THE PROBLEM:
Where does the word "ready" appear in the entries below? Copy each line that holds it.
** Opening DATA block **
PR #235, opened 2026-05-06
RSDK-13797: Add managed os updates support on rpm and apt based Linux systems

jmatth:
- Adds two new fields to the existing config field for auto os updates: `managed-all` and `managed-security`
- Updates the existing unattended upgrades functionality on Debian to disable itself when one of the new options is specified
- Adds logic for to manage os updates on apt and rpm based systems by
  - Installing updates on an interval configurable in hours
  - Rebooting the machine within the next maintenance window if a package update indicates a reboot is needed
- Makes incremental changes to remove some stringly typed code that was bothering me


subsystems/syscfg/managed_upgrades_apt_linux.go
```diff
@@ -0,0 +1,86 @@
...
+	}
+
+	if securityOnly {
+		return a.runSecurityUpgrade(ctx)
+	}
+	return a.runFullUpgrade(ctx)
+}
+
+func (a aptPackageManager) runFullUpgrade(ctx context.Context) error {
+	return pkgCmd(ctx, "apt-get", "upgrade", "-y",
```
aldenh-viam: Is `dist-upgrade` out of scope?

subsystems/syscfg/managed_upgrades_apt_linux.go
```diff
@@ -0,0 +1,86 @@
...
+	if _, err := utils.WriteFileIfNew(autoUpgradesPath, []byte(autoUpgradesContentsEnabled)); err != nil {
+		return errw.Wrap(err, "writing auto-upgrades config")
+	}
+
+	cmd := exec.CommandContext(ctx, "unattended-upgrade", "--verbose")
+	cmd.Env = append(os.Environ(),
+		"DEBIAN_FRONTEND=noninteractive",
+		"APT_LISTCHANGES_FRONTEND=none",
+	)
+	output, err := cmd.CombinedOutput()
```
aldenh-viam, line 81: Sorry to be that guy, but would it be possible for this to hang and leave the system in an unknown state with no logs, e.g. if your network drops midway through?

go.mod
```diff
@@ -1,6 +1,6 @@
 module github.com/viamrobotics/agent
 
-go 1.25.1
+go 1.26
```
aldenh-viam, line 3: Might be worth quickly investigating that this doesn't result in any strange behaviors. I was playing with it recently on two separate occasions and found that 1.26 caused some RDK tests to fail, and also the new GC was slower and not more CPU efficient in a module where I would expect it to help.

aldenh-viam (commented):
First pass LGTM so far, just some thoughts. I'll take a another closer look once it's ready for review.

subsystems/syscfg/managed_upgrades_apt_linux.go
jmatth: As far as I'm aware apt and rpm first download all requrired packages and then install them in separate steps, so a network outage while downloading should just make the update fail before any changes are made to the system. There is always the possibility the machine loses power or the process gets SIGKILLed in the middle of the actual install though, which isn't something we can really prevent. When that happens on apt based systems, future invocations of apt-get detect the incomplete transaction and print an error that includes a dpkg command that can be run to complete any pending operations and return the system to a clean state. I'm not sure if rpm has similar incomplete transaction recovery. I guess it's also always possible that a failure occurs while something critical like the kernel is being written to disk, but if that happens I really don't think there's anything we can do.

subsystems/syscfg/managed_upgrades_apt_linux.go
jmatth: Yes, the scope doc calls out upgrades between major versions as out of scope

subsystems/syscfg/managed_upgrades_linux.go
```diff
@@ -0,0 +1,203 @@
...
+
+	if cancel != nil {
+		cancel()
+		s.upgradeWorker.Wait()
+	}
+}
+
+// NeedsOSReboot returns true if a system reboot is pending due to installed
+// package updates.
+func (s *Subsystem) NeedsOSReboot(ctx context.Context) bool {
```
jmatth, line 81: In the original claude generated code this just returned `s.needsOSReboot`, which in turn was set after an upgrade was performed. I changed it to this caching flow where we perform the full check + cache the first positive result to guard against issues like viam-agent crashing or this goroutine losing a race with a self-update restart and getting stuck in a bad state where a reboot is requried but the current agent process can't tell.

subsystems/syscfg/upgrades_linux.go
```diff
@@ -79,31 +94,35 @@ func (s *Subsystem) EnforceUpgrades(ctx context.Context) error {
...
 	}
 	return nil
 }
 
-func checkSupportedDistro() error {
+// checkSupportedDistro checks if the current system supports unattended
+// upgrades. It returns a empty string on supported systems, and a string
+// explaining why there is no support otherwise. If it is unable to gather the
+// required information to check for support an error is returned.
+func checkSupportedDistro() (string, error) {
```
jmatth, line 108: I don't particularly love this function contract but using a single error consistently produced misleading logs on rpm based systems.

jmatth (commented):
@aldenh-viam ok, I think this is ready for review now. Testing so far is unfortunately all manual but I verified that `managed-all` and `managed-security` work on both Debian 13 and Alma 10 VMs. The reboot logic respects maintenance windows and correctly detects when a reboot is required even if viam-agent has been restarted since applying the update or the update was performed manually outside of the agent process.

go.mod
jmatth: Degraded performance with the new GC is unfortunate since it's set to become the only GC in 1.27. All the tests pass with the new version here but I don't know how much that counts for in this repo. I'll try bumping rdk to 1.26 to see what kinds of issues it causes and if any might be relevant here

aldenh-viam (approved):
** Closing DATA block **
EXPECTED OUTPUT:
First pass LGTM so far, just some thoughts. I'll take a another closer look once it's ready for review.
@aldenh-viam ok, I think this is ready for review now. Testing so far is unfortunately all manual but I verified that `managed-all` and `managed-security` work on both Debian 13 and Alma 10 VMs. The reboot logic respects maintenance windows and correctly detects when a reboot is required even if viam-agent has been restarted since applying the update or the update was performed manually outside of the agent process.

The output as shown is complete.